The daily parade of impressive June supercells continues. Our tour group began the day in Hastings, and lunched at a local deli restaurant that Doug was familiar with. The surface weather map suggested a boundary and high CAPE axis to our north, in southeastern South Dakota. We high-tailed it north on U.S. 81 through Norfolk and Yankton, and attached ourselves to a southeastward-moving cell near Parkston which had been tornado-warned for an hour at least. Apparently the storm was not a prolific tornado producer up to that point. Well, at least it was not a prolific producer of photogenic tornadoes. I was nervous that we might be missing the show as we zig-zagged north and west from Yankton.
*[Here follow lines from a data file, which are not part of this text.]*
PR #3997, opened 2022-12-04
Fix blitz recipe paths

maotora:
Closes: https://github.com/blitz-js/blitz/issues/4118

I have added support for `src/{components,pages}` directories for the new blitz version which creates pages and components there and made it backward compatible so if `app/pages` exists it uses that instead of the `src` directory.

## Bug Checklist


dillonraphael (commented):
Good work @maotora

We should probably add this to the `blitz/src/installer/utils/path.ts` file so we can keep things DRY (https://github.com/blitz-js/blitz/blob/fe2e4eb1e99ab5161300add7f1be24c89c855775/packages/blitz/src/installer/utils/paths.ts#L8).

dillonraphael:
> Hey @dillonraphael sorry for the late response, I got quite occupied lately.
> 
> I think in that function there is already support for `app` and `src` directories.
> 
> Screenshot 2022-12-13 at 21 57 04
> 
> Or did you mean I should edit the path for `_app` and `_document` files?

Correct. Let's use the `getBlitzPath` helper

recipes/chakra-ui/index.ts
```diff
@@ -104,6 +106,8 @@ function removeDefaultStyleElement(program: Program) {
   return program
 }
 
+const appDirectory = fs.existsSync(path.resolve("src/core")) ? "src" : "app"
```
dillonraphael, line 109: Let's use the `getBlitzPath` recipe helper here instead.

recipes/next-ui/index.ts
```diff
@@ -75,6 +77,8 @@ function removeDefaultStyleElement(program: Program) {
   return program
 }
 
+const appDirectory = fs.existsSync(path.resolve("src/core")) ? "src" : "app"
```
dillonraphael, line 80: Plus here

recipes/tailwind/templates/config/tailwind.config.js
```diff
@@ -1,6 +1,11 @@
 // tailwind.config.js
+const fs = require("fs")
+const path = require("path")
+
+const appDirectory = fs.existsSync(path.resolve("src/pages")) ? "src" : "{pages,app}"
```
dillonraphael, line 5: And here

dillonraphael (changes requested):

dillonraphael:
@maotora Looks good! Just need to fix some conflicts and we can get this merged

recipes/next-ui/index.ts
```diff
@@ -1,6 +1,8 @@
 import {addImport, paths, Program, RecipeBuilder} from "blitz/installer"
 import type {NodePath} from "ast-types/lib/node-path"
 import j, {JSXIdentifier} from "jscodeshift"
+import fs from "fs"
+import path from "path"
```
tordans, line 5: Are those imports needed?

recipes/tailwind/templates/config/tailwind.config.js
```diff
@@ -1,6 +1,8 @@
 // tailwind.config.js
+const {paths} = require("blitz/installer")
+
 module.exports = {
-  content: ["{pages,app}/**/*.{js,ts,jsx,tsx}"],
+  content: [`${paths.appSrcDirectory({config: true})}/**/*.{js,ts,jsx,tsx}`],
```
tordans, line 5: I wonder if this is a performant solution. It does mean, that on every run TW needs to first to the `fs.existsSync`, doesn't it?

I suggest adding the two possible places and let do the check for files. 

I don't know how the Next 13 app+pages-structure will work but assume that the Next 13 app directory needs to go into the blitz-src-folder as well, right? So there is no clash to be expected there.

```diff
-   content: [`${paths.appSrcDirectory({config: true})}/**/*.{js,ts,jsx,tsx}`],
+   content: ["{src,app}/**/*.{js,ts,jsx,tsx}"],
```

This would also simplify the lookup by removing the config-option.

---

About that, what does this `return "{pages,app}"` – the `pages, app` – actually stand for? The TW config is in root, so there is no "pages" folder on root, right? I never understood why the default config puts it like that. I changed it to just "`./src/*…`" for my setup and that works fine. Hence my change to have this part `{src,app}` above.

tordans (commented):
Looks like a good fix to me. It will close https://github.com/blitz-js/blitz/issues/4020. 

I left a few notes that came to mind when reading through the PR.

recipes/next-ui/index.ts
maotora: Nope, I forgot to remove them, thanks!

recipes/tailwind/templates/config/tailwind.config.js
maotora: @tordans great advice!

So to answer your question, I believe the earlier versions of blitz had a pages directory in the root together with app directory hence why we used `{pages,app}`.

@dillonraphael  I'm not sure if we still need to support `{app,pages,src}` or if we can go with `{app,src}` this time as adding something like `{pages,app,src}` may result in a "No such file or directory" error for recent projects.

dillonraphael: There is still a chance the user may have the `pages` directory in their root. For example if they are using a default nextjs setup, most likely they will have their `pages` directory in the root and not in `src`.

maotora: Okay, so from the above explanations I believe it won't error if I put all the directories in to consideration ie. `{app,pages,src}` and we can get rid of the `isConfig` param.

tordans: > Okay, so from the above explanations I believe it won't error if I put all the directories in to consideration ie. {app,pages,src} and we can get rid of the isConfig param.

I tested and confirmed it in my blitz app just now, having `{app,pages,src}` but only a `src` directory is no issue.

If we where to follow the https://tailwindcss.com/docs/guides/nextjs recommendations to the letter, this would become:

```
  content: [
    "./src/**/*.{js,ts,jsx,tsx}",
    "./app/**/*.{js,ts,jsx,tsx}",
    "./pages/**/*.{js,ts,jsx,tsx}",
  ],
```

(They spread it, but they also have a `./` at the start.)

maotora: Thanks, @tordans I have updated the code to have `./{pages,src,app}/**/` I've tested and this seems to work.

.changeset/many-fans-fetch.md
```diff
@@ -0,0 +1,7 @@
+---
+"@blitzjs/recipe-chakra-ui": patch
+"@blitzjs/recipe-next-ui": patch
+"@blitzjs/recipe-tailwind": patch
+---
+
+This change is to reflect the directory change from app/pages to src/pages. It checks for which directories exists first so it is compatible with either versions.
```
tordans, line 7:
```suggestion
This change reflects the directory change from app/pages to src/pages for the receipts chakra-ui, next-ui, tailwind. It checks for which directories exists and is compatible with either versions.
```

packages/blitz/src/installer/utils/paths.ts
```diff
@@ -18,14 +18,28 @@ function getBlitzPath(type: string) {
...
-    return srcPagePath
-  } else {
-    return `pages`
+  switch (srcPage) {
+    case "src": {
+      return srcPagePath
+    }
+    default: {
+      return `pages`
+    }
```
tordans, line 42: TBH I am not sure if this change here helps the clarity. We cannot get rid of the const `srcPagePath`, one has to read another function to understand what is true/false; and the switch is harder to read for me than the if-else.

recipes/tailwind/templates/config/tailwind.config.js
```diff
@@ -1,6 +1,7 @@
 // tailwind.config.js
+
```
tordans, line 2:
```suggestion
```

Files like the vitest.config dont have a new line either.

tordans (commented):
Looks good to me! Minor subjective suggestions.

packages/blitz/src/installer/utils/paths.ts
maotora: I thought factoring out some logic would be helpful that's why I made a call to `getAppSourceDir` in `findPageDir` function.

flybayer (approved):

Storm structure was quite nice to our north-northwest on our first stop, on 44 east of Parkston by several miles. The six images below were taken from 6:40 to 6:55 p.m. CDT. A tornado was reported at 6:50 p.m., six miles east of Dimock, or no more than six miles to our NNW. The fifth image below (#9594) is a crop of the “notch” area and was taken at 6:50 p.m. (Click me for the NWS storm summary of this event.)
From here we stayed in front of the cell by scooting east on 44 and then south, east, and south again to north of Olivet. The first image below (#9598) was at 7:10 p.m., ten minutes before a tornado was reported by law enforcement four miles northwest of Olivet. This is a wide angle (16mm) shot looking northwest. The next four images show the supercell to our north from 7:28 to 7:31 p.m., again from near Olivet.
Our photo stops were rather brief as the supercell and its nasty core came at us at about 25 mph. We pushed eastbound from Olivet on U.S. 18 and stopped again near Menno. The five stills below were taken from 7:40 to 7:42 p.m., and the view is directly towards the action area, to the northwest. This time frame coincides with the most significant and longest-lived tornado for this storm, but we were not aware of it at the time. The official storm log from NWS Sioux Falls indicates a tornado in progress from 7:37 to 7:41 p.m., from about three miles north of Menno to one mile north of Menno. We were likely a mile or two east of Menno, and heavy precipitation around the tornado effectively obscured it. Storm chaser Tony Laubach was in tight to the notch area and managed a glimpse! On his blog for this event, Tony writes:
Myself and Ed witnessed the large tornado as it formed off to our immediate west before blasting south into Menno before taking extremely hard RFD and hail up to baseball sized. We briefly observed the tornado initially as it formed a cone before the meso seemed to plop on the ground and became this giant rain-wrapped beast just before we punched south out of it. We took a stop about a mile east of Menno and took on insane winds and hail before blasting east to get ahead of the storm.
In my images below, there is definitely a suspicious area behind the grain silo, but that’s about all one can ascertain. We didn’t hang around long enough to get hammered!
It almost goes without saying that it was next to impossible to observe the tornadoes with this storm without being in a very dangerous spot. From our stop just east of Menno, the advancing core chased us east. I was concerned that we might not make it to U.S. 81 before large hail descended upon the van. We made it unscathed (in light rain and small hail), and again had a look back to the west, towards Menno. We were afforded a decent view of the HP storm’s notch, but by this time (7:49 p.m.) the tornado event had ended. We were aware of the recent large tornado near Menno at this point. Here are my quick shots of the meso/wall cloud and some video stills as we headed south on U.S. 81:
The storm slowly weakened after the Menno event, but maintained nice structure into Yankton County. We continued south on U.S. 81 and stopped a couple of times to look back to the north. We elected to allow the weakened core to pass over us in Yankton at dusk, and were treated to some very heavy rain, strong wind, and a little small hail. It was nice to wind up at a motel with vacancy at the end of the chase.